Ces scènes, en plus d'être caricaturales et faiblement chorégraphiées, sont empreintes de l'obsession colonialiste de la France pour l'Islam et le voile. Afin de donner l'impression d'être juste, Scozzi a ajouté sur scène des femmes blanches et blondes en sous-vêtements qui sont traitées comme des objets sexuels et malmenées. Elle montre aussi des femmes en burkas à motifs vifs qui se promènent avec des sacs H&M et se font des bisous sur la joue (à la fin, le capitalisme nous sauvera tous). Mais la signalisation des arrêts de bus en arabe (« en direction du Yémen »), les tapis orientaux suspendus à une corde à linge, la femme vêtue d'une burka marchant derrière un homme, la tête penchée, et l'enfant en burka à paillettes avec son ours en peluche marié à un homme adulte sont écœurants. Une femme blanche privilégiée, parlant au nom des femmes de couleur, les soumettant à son regard orientaliste et les articulant dans son propre langage jaunâtre n'a rien de nouveau.
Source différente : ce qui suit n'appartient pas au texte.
PR #6384, opened 2019-06-04
Show errors on clone/move of pipeline

kritika-singh3:
Issue: #6369
If the pipeline contains a secret config, which is accessible in one group but not in another,
errors need to be shown as to why:

 - [x] clone
 - [x] move


dhanasp:
Secret config related error 
 - while cloning :
Screenshot 2019-06-04 at 5 57 22 PM

 - while moving :
Screenshot 2019-06-04 at 5 51 08 PM

arvindsv:
@dhanasp Can you please change that to "... is not allowed to be used in ..."?

kritika-singh3:
Closing this as the error was picked very specific to the environment variable errors. The same is not present now as the validation is now at runtime. Will address this issue later on.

Pourtant, cela ne cesse de nous répugner.
Que cette farce à la Charlie Hebdo ou la caricature raciste des Arts Florissants aient pu être financées et autorisées sur n'importe quelle scène est une merveille. Le travail de Bintou Dembélé n'est pas seulement de la subversion politique, c'est de l'art exceptionnel, alors que ces deux autres productions réussissent plutôt facilement à mettre en valeur la médiocrité blanche. C'est pourquoi il est important de répéter que la décolonisation de l'art et de la culture n'est pas seulement bonne pour la politique, mais aussi pour l'art, qui est incontestablement meilleur.